__Work item__:
Set the data down once more, exactly as it is written.

(Provided information Opens)

Issue #24695, opened 2024-07-11
wxInfoBarGeneric hides the button if the width is small enough.


dsa-t:
#### To Reproduce:

1. Open `dialogs` sample
2. Click on Dialogs -> Informative Dialogs -> Simple info bar
3. Reduce the window width
4. The button is not visible anymore:
![image](https://github.com/wxWidgets/wxWidgets/assets/37658952/73857e10-959f-4664-8b19-b08671e3cadd)

---

1. Open `dialogs` sample
2. Click on Dialogs -> Informative Dialogs -> Simple info bar with wrapped text
3. The button is not visible:
![image](https://github.com/wxWidgets/wxWidgets/assets/37658952/4e82056f-0a3c-4bb1-8942-cbc39f8a7fa0)

---

Patch to make it work:

```patch
diff --git a/src/generic/infobar.cpp b/src/generic/infobar.cpp
index 1255d8961e..25f69a67d6 100644
--- a/src/generic/infobar.cpp
+++ b/src/generic/infobar.cpp
@@ -87,8 +87,7 @@ bool wxInfoBarGeneric::Create(wxWindow *parent, wxWindowID winid)
     //     and being preceded by a spacer
     wxSizer * const sizer = new wxBoxSizer(wxHORIZONTAL);
     sizer->Add(m_icon, wxSizerFlags().Centre().Border());
-    sizer->Add(m_text, wxSizerFlags().Centre());
-    sizer->AddStretchSpacer();
+    sizer->Add(m_text, wxSizerFlags().Centre().Proportion(1));
     sizer->Add(m_button, wxSizerFlags().Centre().Border());
     SetSizer(sizer);
 
@@ -233,7 +232,16 @@ void wxInfoBarGeneric::ShowMessage(const wxString& msg, int flags)
     // notice the use of EscapeMnemonics() to ensure that "&" come through
     // correctly
     m_text->SetLabel(wxControl::EscapeMnemonics(msg));
-    m_text->Wrap( GetClientSize().GetWidth() );
+
+    int width = GetClientSize().GetWidth();
+
+    if ( m_icon )
+        width -= m_icon->GetBestSize().y + wxSizerFlags::GetDefaultBorder() * 2;
+
+    if ( m_button )
+        width -= m_button->GetBestSize().y + wxSizerFlags::GetDefaultBorder() * 2;
+
+    m_text->Wrap(width);
 
     // then show this entire window if not done yet
     if ( !IsShown() )

```

[...]

PR #24838, opened 2024-09-25
Fix showing messages in narrow info bars

vadz:
See #24695.

### DIFF
--- a/src/generic/infobar.cpp
+++ b/src/generic/infobar.cpp
@@ -235,6 +235,9 @@ void wxInfoBarGeneric::ShowMessage(const wxString& msg, int flags)
     // use SetLabelText() to ensure that "&" come through correctly
     m_text->SetLabelText(msg);
 
+    // in case it doesn't fit in the window, show the full message as a tooltip
+    m_text->SetToolTip(msg);
+
     // then show this entire window if not done yet
     if ( !IsShown() )
     {
--- a/src/generic/infobar.cpp
+++ b/src/generic/infobar.cpp
@@ -74,7 +74,9 @@ bool wxInfoBarGeneric::Create(wxWindow *parent, wxWindowID winid)
     // the icon is not shown unless it's assigned a valid bitmap
     m_icon = new wxStaticBitmap(this, wxID_ANY, wxNullBitmap);
 
-    m_text = new wxStaticText(this, wxID_ANY, wxString());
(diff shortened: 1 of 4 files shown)


src/generic/infobar.cpp
```diff
@@ -84,11 +84,9 @@ bool wxInfoBarGeneric::Create(wxWindow *parent, wxWindowID winid)
     // button at the very right
     //
     // NB: AddButton() relies on the button being the last control in the sizer
-    //     and being preceded by a spacer
     wxSizer * const sizer = new wxBoxSizer(wxHORIZONTAL);
     sizer->Add(m_icon, wxSizerFlags().Centre().Border());
-    sizer->Add(m_text, wxSizerFlags().Centre());
-    sizer->AddStretchSpacer();
```
dsa-t, line 91: I think `sizer->AddStretchSpacer();` should be left in because some user code (KiCad's) expects to find the spacer to remove buttons after it: https://gitlab.com/kicad/code/kicad/-/blob/8128f4ebd96b45ea517042c6b364e883de7e4ab4/common/widgets/wx_infobar.cpp#L320

vadz: Ugh, KiCad really shouldn't have depended on this internal implementation detail.

@marekr Can you change this code or do we really have to preserve this sizer? I guess if we do, we'll have to document this as part of this class API.

dsa-t: It would cause problems for people building older KiCad versions with latest wxWidgets, when bisecting for example.

marekr: > It would cause problems for people building older KiCad versions with latest wxWidgets, when bisecting for example.

Meh? boost 1.86 already breaks bisects for us. Lol.

vadz: Oh well, I've restored the spacer.

BTW, we definitely could add `RemoveAllButtons()` to `wxInfoBar` itself instead of reimplementing it in KiCad.

imciner2: IMO, if a way to remove all the buttons is added into the generic infobar in wx, then it is fine to remove the spacer for that version of wx - we can just conditionalize the code for this (we have done that a lot in the past anyway, so it isn't a big deal).

vadz:
I'm merging this for now, let's discuss removing the buttons in the issue I've created for it.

(Provided information Closes)

__Your response__:
Issue #24695, opened 2024-07-11
wxInfoBarGeneric hides the button if the width is small enough.


dsa-t:
#### To Reproduce:

1. Open `dialogs` sample
2. Click on Dialogs -> Informative Dialogs -> Simple info bar
3. Reduce the window width
4. The button is not visible anymore:
![image](https://github.com/wxWidgets/wxWidgets/assets/37658952/73857e10-959f-4664-8b19-b08671e3cadd)

---

1. Open `dialogs` sample
2. Click on Dialogs -> Informative Dialogs -> Simple info bar with wrapped text
3. The button is not visible:
![image](https://github.com/wxWidgets/wxWidgets/assets/37658952/4e82056f-0a3c-4bb1-8942-cbc39f8a7fa0)

---

Patch to make it work:

```patch
diff --git a/src/generic/infobar.cpp b/src/generic/infobar.cpp
index 1255d8961e..25f69a67d6 100644
--- a/src/generic/infobar.cpp
+++ b/src/generic/infobar.cpp
@@ -87,8 +87,7 @@ bool wxInfoBarGeneric::Create(wxWindow *parent, wxWindowID winid)
     //     and being preceded by a spacer
     wxSizer * const sizer = new wxBoxSizer(wxHORIZONTAL);
     sizer->Add(m_icon, wxSizerFlags().Centre().Border());
-    sizer->Add(m_text, wxSizerFlags().Centre());
-    sizer->AddStretchSpacer();
+    sizer->Add(m_text, wxSizerFlags().Centre().Proportion(1));
     sizer->Add(m_button, wxSizerFlags().Centre().Border());
     SetSizer(sizer);
 
@@ -233,7 +232,16 @@ void wxInfoBarGeneric::ShowMessage(const wxString& msg, int flags)
     // notice the use of EscapeMnemonics() to ensure that "&" come through
     // correctly
     m_text->SetLabel(wxControl::EscapeMnemonics(msg));
-    m_text->Wrap( GetClientSize().GetWidth() );
+
+    int width = GetClientSize().GetWidth();
+
+    if ( m_icon )
+        width -= m_icon->GetBestSize().y + wxSizerFlags::GetDefaultBorder() * 2;
+
+    if ( m_button )
+        width -= m_button->GetBestSize().y + wxSizerFlags::GetDefaultBorder() * 2;
+
+    m_text->Wrap(width);
 
     // then show this entire window if not done yet
     if ( !IsShown() )

```

[...]

PR #24838, opened 2024-09-25
Fix showing messages in narrow info bars

vadz:
See #24695.

### DIFF
--- a/src/generic/infobar.cpp
+++ b/src/generic/infobar.cpp
@@ -235,6 +235,9 @@ void wxInfoBarGeneric::ShowMessage(const wxString& msg, int flags)
     // use SetLabelText() to ensure that "&" come through correctly
     m_text->SetLabelText(msg);
 
+    // in case it doesn't fit in the window, show the full message as a tooltip
+    m_text->SetToolTip(msg);
+
     // then show this entire window if not done yet
     if ( !IsShown() )
     {
--- a/src/generic/infobar.cpp
+++ b/src/generic/infobar.cpp
@@ -74,7 +74,9 @@ bool wxInfoBarGeneric::Create(wxWindow *parent, wxWindowID winid)
     // the icon is not shown unless it's assigned a valid bitmap
     m_icon = new wxStaticBitmap(this, wxID_ANY, wxNullBitmap);
 
-    m_text = new wxStaticText(this, wxID_ANY, wxString());
(diff shortened: 1 of 4 files shown)


src/generic/infobar.cpp
```diff
@@ -84,11 +84,9 @@ bool wxInfoBarGeneric::Create(wxWindow *parent, wxWindowID winid)
     // button at the very right
     //
     // NB: AddButton() relies on the button being the last control in the sizer
-    //     and being preceded by a spacer
     wxSizer * const sizer = new wxBoxSizer(wxHORIZONTAL);
     sizer->Add(m_icon, wxSizerFlags().Centre().Border());
-    sizer->Add(m_text, wxSizerFlags().Centre());
-    sizer->AddStretchSpacer();
```
dsa-t, line 91: I think `sizer->AddStretchSpacer();` should be left in because some user code (KiCad's) expects to find the spacer to remove buttons after it: https://gitlab.com/kicad/code/kicad/-/blob/8128f4ebd96b45ea517042c6b364e883de7e4ab4/common/widgets/wx_infobar.cpp#L320

vadz: Ugh, KiCad really shouldn't have depended on this internal implementation detail.

@marekr Can you change this code or do we really have to preserve this sizer? I guess if we do, we'll have to document this as part of this class API.

dsa-t: It would cause problems for people building older KiCad versions with latest wxWidgets, when bisecting for example.

marekr: > It would cause problems for people building older KiCad versions with latest wxWidgets, when bisecting for example.

Meh? boost 1.86 already breaks bisects for us. Lol.

vadz: Oh well, I've restored the spacer.

BTW, we definitely could add `RemoveAllButtons()` to `wxInfoBar` itself instead of reimplementing it in KiCad.

imciner2: IMO, if a way to remove all the buttons is added into the generic infobar in wx, then it is fine to remove the spacer for that version of wx - we can just conditionalize the code for this (we have done that a lot in the past anyway, so it isn't a big deal).

vadz:
I'm merging this for now, let's discuss removing the buttons in the issue I've created for it.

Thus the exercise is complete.